● Task goal: In the entries below, identify every line with the string "does" and copy it.

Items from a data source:

== == ==

PR #2116, opened 2023-05-11
MGMT-14577: CIM: Set 'online' to true by default

rawagner:


nirfarkas:
@rawagner what happens if I check this "online" box?

ammont82 (approved):

libs/ui-lib/lib/cim/components/Agent/BMCForm.tsx
```diff
@@ -183,7 +184,7 @@ const emptyValues: AddBmcValues = {
   password: '',
   bootMACAddress: '',
   disableCertificateVerification: true, // TODO(mlibra)
-  online: false, // TODO(mlibra)
+  online: false,
```
jtomasek, line 187: Should it be 'true' by default?

jtomasek: IIUC the bug is caused by the fact that the BMH is created with `online: false` which causes the host to never go through discovery because it does not get booted. That is why I think it should be `online: true` by default. Is there ever an use case in CIM when user would want the host to be in `online: false`?

jtomasek (approved):

ammont82 (approved):

PR #2123, opened 2023-05-17
MGMT-14640: InfraEnvs cache return type hotfix

jgyselov:
`InfraEnvCache.getInfraEnvId()` is now returning `Error` instead of `null`, the condition in `InfraEnvsService` needs to be changed accordingly.

Otherwise the UI is stuck loading in case the infra env hasn't been cached previously.


jkilzi (approved):

jkilzi:
We just released 2.20, please back port this PR to the releases/v2.20.
I'll create a patch (2.20.1) for it + add a JIRA issue and link this PR to it, fix version 2.20.1

ammont82 (approved):

PR #2149, opened 2023-05-23
Quick edit II

cadawson:
I did a quick edit of the text in this doc and proposed updates. The first entry of a line, I left intact, in case that was the variable name. I updated the second entry on the line with the updates. Let me know if you have questions. There is also another PR that should cover the first 100 lines.


rawagner (dismissed):

jkilzi (approved):

jkilzi:
@rawagner PTAL

libs/locales/lib/en/translation.json
```diff
@@ -788,11 +788,12 @@
...
-  "ai:You can either wait or investigate. A common issue can be misconfigured storage. Once you fix the issue, you can delete AgentServiceConfig to try again.": "You can either wait or investigate. A common issue can be misconfigured storage. Once you fix the issue, you can delete AgentServiceConfig to try again.",
+  "ai:You are approving multiple hosts. All hosts listed below will be approved to join the infrastructure environment if you continue. Make sure that you expect and recognize the hosts before approving.": "You are approving multiple hosts. All hosts listed will be approved to join the infrastructure environment, if you continue. Make sure that you expect and recognize the hosts before approving.",
+  "ai:You are deleting multiple resources. All resources listed below will be deleted if you continue. This action cannot be undone.": "You are deleting multiple resources. All resources listed will be deleted if you continue. This action cannot be undone.",
```
rawagner, line 792: not sure where this came from, but it needs to be removed

jkilzi: Which line? Or both, 786+787?

rawagner: 787

jkilzi:
```suggestion
```

jkilzi (changes requested):

jkilzi (approved):

libs/locales/lib/en/translation.json
jkilzi: Addressed in 5c3f45f499e59b691a6ec8e6e56e2a81a7e1bde7

jkilzi: Addressed in 5c3f45f499e59b691a6ec8e6e56e2a81a7e1bde7

jkilzi (approved):

Issue #1011, opened 2017-03-30
404 on http://crossbar.io/docs/Using-Schemas/


Yamakaky:
404 Not Found

    Code: NoSuchKey
    Message: The specified key does not exist.
    Key: docs/Using-Schemas/index.html
    RequestId: FDD4A1A8F47AA6F3
    HostId: I5mKmQgs3+qO6gkV6qoqspX1GVFmSqjwqJg+pwEuecVkqQqBSrnT3QdXOPeBjxAKqHv+ViyH31A=

Yamakaky:
Same for http://crossbar.io/docs/Logging-in-Crossbar.io/

oberstet:
The Schema stuff should be removed for now ..

goeddea:
The above links are not contained in the docs anymore.

PR #1033, opened 2017-04-08
Fixed broken doc links for Issue 1011

vetsin:
https://github.com/crossbario/crossbar/issues/1011


goeddea:
Thanks, but the links work as-is (and are now deployed in working order).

== == ==

● Result for this exercise:
jtomasek: IIUC the bug is caused by the fact that the BMH is created with `online: false` which causes the host to never go through discovery because it does not get booted. That is why I think it should be `online: true` by default. Is there ever an use case in CIM when user would want the host to be in `online: false`?
    Message: The specified key does not exist.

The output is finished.